Transcribe the listing below word for word.

..............................

PR #868, opened 2020-06-02
Accessibility statement improvements

bazzadp:
Just noticed the index in the accessibility statement doesn't use the dynamic sidebars introduced in #732 as we don't reference the chapter javascript so added this.

Also added a statement date to the accessibility statement. @ksakae1216 could you review the Japanese translation please?

PR #872, opened 2020-06-03
Fix colour on Language selector as causing Firefox issue

bazzadp:
Weirdly choosing any colour other than white (we added `#F2F2F2` in #868) causes a scrollbar to appear on Firefox:

Weird scrollbar on Firefox

So setting it to White, and also marking the presentational spacing bar as `aria-hidden`.

### DIFF
--- a/src/static/css/2019.css
+++ b/src/static/css/2019.css
@@ -588,7 +588,7 @@ header .cta {
 .language-switcher option,
 .year-switcher option {
   color: #1A2B49;
-  background-color: #F2F2F2;
+  background-color: white;
 }
 
 .language-switcher:focus-within,
--- a/src/templates/base/2019/base.html
+++ b/src/templates/base/2019/base.html
@@ -330,7 +330,7 @@
       {{ l }}
     </option>
     {% endfor %}
-    <option disabled="disabled">
+    <option disabled="disabled" aria-hidden="true">
       ────
     </option>
     <option value="https://github.com/HTTPArchive/almanac.httparchive.org/wiki/Translators'-Guide">


rviscomi:
Why does changing the bgcolor remediate a layout problem and is there anything we can do to make the layout more resilient?

I'd expect a robust fix to be something like dynamic height or overflow control.

bazzadp:
> Why does changing the bgcolor remediate a layout problem

I don’t know! It’s very odd. Try it in Firefox by overriding the `background-color` in dev tools. It’s very odd! There are [some similar issues in Bugzilla to this](https://bugzilla.mozilla.org/buglist.cgi?quicksearch=option+background-color) and suspect they are related.

>  is there anything we can do to make the layout more resilient?

Using `white` seems to work 😀 To be honest the only reason I added a `background-color` at all was because I occasionally run the [Firefox accessibility tester](https://developer.mozilla.org/en-US/docs/Tools/Accessibility_inspector#Check_for_accessibility_issues) on pages I change and was bored of seeing this false positive alert - it complains of a colour contrast issue as we don’t set a `background-color` so it presumes the grey from header and footer is the colour without realising all browsers style `select` boxes with a light background. So even with the white `background-color` it’s basically ignored. But stops the accessibility fail being flagged so less noise to check.

> I'd expect a robust fix to be something like dynamic height or overflow control.

[Browsers only allow very limited styling over `select` and `options` elements](https://stackoverflow.com/a/7208814) —hence why my `background-color` change doesn’t actually do anything in most browsers! Only Firefox and IE seem to actually take notice of `background-color` stylings for `option` elements - Chrome and Safari ignore them (though weirdly still show them as valid styles in dev tools and not crossed out). I did try adding `line-height` and even adjusting the `overflow` setting but both are ignored.

Ultimately this is not that important and because the browsers (or operating systems) handle the styling and even the scroll bar wasn’t the worst - but it bugged me and changing it to white seemed to fix it and also still avoid the accessibility errors from being flagged so think it’s robust enough.

rviscomi:
Gotcha, thanks for the context!

bazzadp:
Bug raised anyway: https://bugzilla.mozilla.org/show_bug.cgi?id=1643157 but can't imagine it'll be high priority (it certainly isn't for me as discussed!).

Looks like it's a MacOS specific issue as tested on windows and couldn't recreate. MacOS SELECT elements do look different.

..............................

__Your solution__
PR #868, opened 2020-06-02
Accessibility statement improvements

bazzadp:
Just noticed the index in the accessibility statement doesn't use the dynamic sidebars introduced in #732 as we don't reference the chapter javascript so added this.

Also added a statement date to the accessibility statement. @ksakae1216 could you review the Japanese translation please?

PR #872, opened 2020-06-03
Fix colour on Language selector as causing Firefox issue

bazzadp:
Weirdly choosing any colour other than white (we added `#F2F2F2` in #868) causes a scrollbar to appear on Firefox:

Weird scrollbar on Firefox

So setting it to White, and also marking the presentational spacing bar as `aria-hidden`.

### DIFF
--- a/src/static/css/2019.css
+++ b/src/static/css/2019.css
@@ -588,7 +588,7 @@ header .cta {
 .language-switcher option,
 .year-switcher option {
   color: #1A2B49;
-  background-color: #F2F2F2;
+  background-color: white;
 }
 
 .language-switcher:focus-within,
--- a/src/templates/base/2019/base.html
+++ b/src/templates/base/2019/base.html
@@ -330,7 +330,7 @@
       {{ l }}
     </option>
     {% endfor %}
-    <option disabled="disabled">
+    <option disabled="disabled" aria-hidden="true">
       ────
     </option>
     <option value="https://github.com/HTTPArchive/almanac.httparchive.org/wiki/Translators'-Guide">


rviscomi:
Why does changing the bgcolor remediate a layout problem and is there anything we can do to make the layout more resilient?

I'd expect a robust fix to be something like dynamic height or overflow control.

bazzadp:
> Why does changing the bgcolor remediate a layout problem

I don’t know! It’s very odd. Try it in Firefox by overriding the `background-color` in dev tools. It’s very odd! There are [some similar issues in Bugzilla to this](https://bugzilla.mozilla.org/buglist.cgi?quicksearch=option+background-color) and suspect they are related.

>  is there anything we can do to make the layout more resilient?

Using `white` seems to work 😀 To be honest the only reason I added a `background-color` at all was because I occasionally run the [Firefox accessibility tester](https://developer.mozilla.org/en-US/docs/Tools/Accessibility_inspector#Check_for_accessibility_issues) on pages I change and was bored of seeing this false positive alert - it complains of a colour contrast issue as we don’t set a `background-color` so it presumes the grey from header and footer is the colour without realising all browsers style `select` boxes with a light background. So even with the white `background-color` it’s basically ignored. But stops the accessibility fail being flagged so less noise to check.

> I'd expect a robust fix to be something like dynamic height or overflow control.

[Browsers only allow very limited styling over `select` and `options` elements](https://stackoverflow.com/a/7208814) —hence why my `background-color` change doesn’t actually do anything in most browsers! Only Firefox and IE seem to actually take notice of `background-color` stylings for `option` elements - Chrome and Safari ignore them (though weirdly still show them as valid styles in dev tools and not crossed out). I did try adding `line-height` and even adjusting the `overflow` setting but both are ignored.

Ultimately this is not that important and because the browsers (or operating systems) handle the styling and even the scroll bar wasn’t the worst - but it bugged me and changing it to white seemed to fix it and also still avoid the accessibility errors from being flagged so think it’s robust enough.

rviscomi:
Gotcha, thanks for the context!

bazzadp:
Bug raised anyway: https://bugzilla.mozilla.org/show_bug.cgi?id=1643157 but can't imagine it'll be high priority (it certainly isn't for me as discussed!).

Looks like it's a MacOS specific issue as tested on windows and couldn't recreate. MacOS SELECT elements do look different.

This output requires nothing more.